Passion. Creativity. Opportunity. These three things are what allowed a young artist to grow her childhood interest into one of her biggest passions in life today. 

Lexi Selof, freshman, is a drawing and charcoal artist. She has developed a passion for it because it has allowed for a creative nature to express itself. With a family of artists, Selof has also been given guidance and have used it to propel her work to its full potential.

“Art is a way for me to really express myself,” Selof said. “In my art, I like making it look realistic and really detailed like a photo. I really want it to resemble what it looks like and the beauty in it and what it looks like to me.”

Selof’s experience with art started a few years ago with inspiration from some of her family members. 

“My mom and grandmother are both artists, but I really started to get into art like three or four years ago as more than just a hobby,” Selof said. “It then became bigger to me because that was around the time my family moved. It became something that I did because I didn’t really know a lot of people, so it became kind of one of my outlets. I began taking lessons at Main Street in Lake Zurich four years ago.”

Selof shared her opinion of how her creativeness is part of the reasons why she is interested in art and the role that it plays in her life.

“I like art more than other activities I do because I am a generally creative person, so that is what I’m really good at and it just comes naturally to me more,” Selof said. “I find more joy in doing it and finishing it and being able to see what I have accomplished in a real complex cool way. When I started though, I never really thought that what I created was really good.”

Her friends, specifically Brianna Miller, freshman, however, think otherwise of Lexi’s art.
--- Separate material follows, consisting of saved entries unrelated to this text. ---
PR #1529, opened 2022-02-17
ocs-to-ocs: update key in secret according to health checker

subhamkrai:
updating key and value in one of the data field in the secret
according to the health checker, name.


subhamkrai:
@leseb @nb-ohad

services/provider/server/server.go
```diff
@@ -278,9 +278,9 @@ func (s *OCSProviderServer) getExternalResources(ctx context.Context, consumerRe
 		Name: monSecret,
 		Kind: "Secret",
 		Data: mustMarshal(map[string]string{
-			"fsid":         fsid,
-			"mon-secret":   "mon-secret",
-			"admin-secret": "admin-secret",
+			"fsid":          fsid,
+			"mon-secret":    "mon-secret",
+			"ceph-username": fmt.Sprintf("%s-%s", "cephclient-health-checker", consumerResource.Name),
```
leseb, line 283: How about a helper function instead of duplicating the `fmt.Sprintf()`?

subhamkrai:
I'll be updating the unit test

services/provider/server/server.go
leseb: Up to you!

subhamkrai:
> I'll be updating the unit test

done

nb-ohad (approved):

services/provider/server/server.go
```diff
@@ -274,13 +274,15 @@ func (s *OCSProviderServer) getExternalResources(ctx context.Context, consumerRe
...
 	extR = append(extR, &pb.ExternalResource{
 		Name: monSecret,
 		Kind: "Secret",
 		Data: mustMarshal(map[string]string{
-			"fsid":         fsid,
-			"mon-secret":   "mon-secret",
-			"admin-secret": "admin-secret",
+			"fsid":          fsid,
+			"mon-secret":    "mon-secret",
+			"ceph-username": fmt.Sprintf("%s-%s", "cephclient-health-checker", consumerResource.Name),
```
leseb, line 285: You need to add `"ceph-secret"` as well which is the keyring of the `"ceph-username"`.

leseb (changes requested):

services/provider/server/server_test.go
```diff
@@ -284,12 +285,15 @@ func TestGetExternalResources(t *testing.T) {
 	assert.NoError(t, err)
 	assert.NotNil(t, storageConRes)
 
-	for i := range mockExtR {
-		data, err := json.Marshal(mockExtR[i].Data)
+	for i := range storageConRes.ExternalResource {
+		extResource := storageConRes.ExternalResource[i]
```
nb-ohad, line 289: Take the address here instead of the value to prevent cloning of the struct

services/provider/server/server_test.go
```diff
@@ -284,12 +285,15 @@ func TestGetExternalResources(t *testing.T) {
...
+		mockResoruce := mockExtR[extResource.Name]
```
nb-ohad, line 290: Same here, take the address.
Also, you do not know if the item is in the map or not (this is what the test is checking)
So better to do:
```suggestion
		mockResoruce, ok := mockExtR[extResource.Name]
		Assert.True(ok)
```

services/provider/server/server_test.go
```diff
@@ -304,12 +308,16 @@ func TestGetExternalResources(t *testing.T) {
 	}
 	storageConRes, err = server.GetStorageConfig(ctx, &req)
 	assert.NoError(t, err)
+	assert.NotEqual(t, storageConRes.ExternalResource, mockExtR)
 	for i := range storageConRes.ExternalResource {
-		data, err := json.Marshal(mockExtR[i].Data)
+		extResource := storageConRes.ExternalResource[i]
+		mockResoruce := mockExtR[extResource.Name]
```
nb-ohad, line 314: Same 2 comments as above

nb-ohad (changes requested):

PR #2128, opened 2023-08-10
Add multus related annotations to ceph toolbox

Nikhil-Ladha:
Add an annotation to ceph toolbox when multus network provider is set.
BZ: https://bugzilla.redhat.com/show_bug.cgi?id=1982721

### DIFF
--- a/controllers/storagecluster/cephtoolbox.go
+++ b/controllers/storagecluster/cephtoolbox.go
@@ -2,10 +2,12 @@ package storagecluster
 
 import (
 	"context"
+	"fmt"
 	"reflect"
 
 	ocsv1 "github.com/red-hat-storage/ocs-operator/v4/api/v1"
 	"github.com/red-hat-storage/ocs-operator/v4/controllers/defaults"
+	"github.com/red-hat-storage/ocs-operator/v4/controllers/util"
 	appsv1 "k8s.io/api/apps/v1"
 	corev1 "k8s.io/api/core/v1"
 	"k8s.io/apimachinery/pkg/api/errors"
@@ -72,6 +74,21 @@ func (r *StorageClusterReconciler) ensureToolsDeployment(sc *ocsv1.StorageCluste
 			return err
 		}
 
+		// Add multus related annotations, if multus provider is set
+		if isMultus(sc.Spec.Network) {
+			net, err := getMultusPublicNetwork(sc)
+			if err != nil {
+				return err
+			}
+			if net != "" {
+				if toolsDeployment.Spec.Template.ObjectMeta.Annotations == nil {
+					toolsDeployment.Spec.Template.ObjectMeta.Annotations = make(map[string]string)
+				}
+				toolsDeployment.Spec.Template.ObjectMeta.Annotations["k8s.v1.cni.cncf.io/networks"] = net
+				toolsDeployment.Spec.Template.Spec.HostNetwork = false
+			}
+		}
+
 		if !isFound {
 			return r.Client.Create(context.TODO(), toolsDeployment)
 		} else if !reflect.DeepEqual(foundToolsDeployment.Spec, toolsDeployment.Spec) {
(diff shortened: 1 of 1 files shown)


Nikhil-Ladha:
@umangachapagain @iamniting can you please take a look

iamniting (changes requested):

controllers/storagecluster/cephtoolbox.go
```diff
@@ -72,6 +74,29 @@ func (r *StorageClusterReconciler) ensureToolsDeployment(sc *ocsv1.StorageCluste
...
+			multusNetNs, err := util.GetOperatorNamespace()
+			if err != nil {
+				return err
+			}
+			multusNetName := ""
+			if sc.Spec.Network.Selectors["public"] != "" {
+				multusNetName = sc.Spec.Network.Selectors["public"]
+			} else if sc.Spec.Network.Selectors["cluster"] != "" {
+				multusNetName = sc.Spec.Network.Selectors["cluster"]
+			}
```
umangachapagain, line 93: Can't we have both? Is it always either "public" or "cluster"?

Nikhil-Ladha: TBH, I am not sure. I was trying to figure out the annotation required and stumbled across this [piece](https://github.com/red-hat-storage/ocs-ci/blob/master/ocs_ci/ocs/utils.py#L839) of code in ocs-ci, and just replicated that here.
Let me ask around someone from rook to confirm this.

controllers/storagecluster/cephtoolbox.go
```diff
@@ -72,6 +74,29 @@ func (r *StorageClusterReconciler) ensureToolsDeployment(sc *ocsv1.StorageCluste
...
+			toolsDeployment.Spec.Template.ObjectMeta.Annotations = map[string]string{
```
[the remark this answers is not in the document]
Nikhil-Ladha: Ack, updated the code.

controllers/storagecluster/cephtoolbox.go
BlaineEXE: Multus can be public, cluster, or both.

BlaineEXE: I would probably suggest a new helper method like this:

```go
func getMultusPublicNetwork(/* ... */) (string, error) {
   err := validateMultusSelectors(sc.Spec.Network.Selectors)
			if err != nil {
				return "", err
			}

			multusNetNs, err := util.GetOperatorNamespace()
			if err != nil {
				return "", err
			}
			multusNetName := ""
			if sc.Spec.Network.Selectors["public"] == "" {
				return "", nil
			}
			if sc.Spec.Network.Selectors["public"] != "" {
				multusNetName = sc.Spec.Network.Selectors["public"]
			}
			return fmt.Sprintf("%s/%s", multusNetNs, multusNetName), nil

}


# ...


net, err := getMultusPublicNetwork(/* ... */)
if err != nil {
	return err
}
if net != "" {
	# TODO: apply annotation to pod
}
```

Nikhil-Ladha: Thanks for the review, and the helper method. Updated the code accordingly.

controllers/storagecluster/cephtoolbox.go
```diff
@@ -99,3 +116,23 @@ func removeDuplicateTolerations(tolerations []corev1.Toleration) []corev1.Tolera
...
+		return "", err
+	}
+	multusNetName := ""
+	if sc.Spec.Network.Selectors["public"] == "" {
+		return "", nil
+	}
+	if sc.Spec.Network.Selectors["public"] != "" {
+		multusNetName = sc.Spec.Network.Selectors["public"]
+	}
+	return fmt.Sprintf("%s/%s", multusNetNs, multusNetName), nil
```
iamniting, line 137:
```suggestion
	if sc.Spec.Network.Selectors["public"] != "" {
		multusNetName = sc.Spec.Network.Selectors["public"]
		return fmt.Sprintf("%s/%s", multusNetNs, multusNetName), nil
	}
		
	return "", nil
```

Nikhil-Ladha: Makes sense, updated.

iamniting (approved):

controllers/storagecluster/cephtoolbox.go
```diff
@@ -99,3 +116,22 @@ func removeDuplicateTolerations(tolerations []corev1.Toleration) []corev1.Tolera
 	}
 	return list
 }
+
+func getMultusPublicNetwork(sc *ocsv1.StorageCluster) (string, error) {
+	err := validateMultusSelectors(sc.Spec.Network.Selectors)
+	if err != nil {
+		return "", err
```
BlaineEXE, line 123: It seems like maybe this is a reflection of ocs-operator's codebase, but I'm curious why most errors are just returned without any additional info (e.g., using %w to wrap errors). Does the ocs-operator team find that this makes debugging failures more difficult?

iamniting: Hello Blaine, I wanted to mention that we aren't currently mandating contributors to encapsulate a message or include additional logs. I believe this is something we should consider implementing in the future as it could enhance the ease of debugging.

“Lexi thinks that her art is not that good, but to be honest, I think it is amazing. The amount of precision to detail that goes into each work is really wowing. One of the works that showed this was a collage for a tree frog that she made for her cousin after her dog passed away. It said, ‘I love you Kate’. Lexi’s work not only has an appearance that is good, but the meaning in which she makes it has a great meaning too,” Miller said.

In school Lexi has won awards for her art such as an IESA, an art award where a piece is picked out of forty students and is K-12 award for Illinois, and a honorable mention for an art collage, and also a number of smaller art awards.

“When I got the awards, I was really proud,” Selof said. “Because I felt like I was being validated in that and I proved that I could actually do something and it was not just good to me, but it was actually good to other people as well.”

According to Selof, her mom and grandmother have really helped her art and also given her lots of support.

“I really like Lexi’s work, but she knows that because her grandma and I are both artists that we both like to critique her work a lot to make it the best that it can be. We help her by pointing out the flaws which Lexi thinks can be a good and bad thing,” Julie Selof, Lexi’s mom, said.

In her life, her mom is one of the people that is her role model and is inspiring to her in many ways, according to Lexi.

“Even though I do think that it is a good and bad thing that my mom is really critical, she is my role model and really inspires me in what I do. She is always there for me and I am really thankful for that. Even though she works a lot and has a busy job, she always makes time to be there for my siblings and I,” Selof said.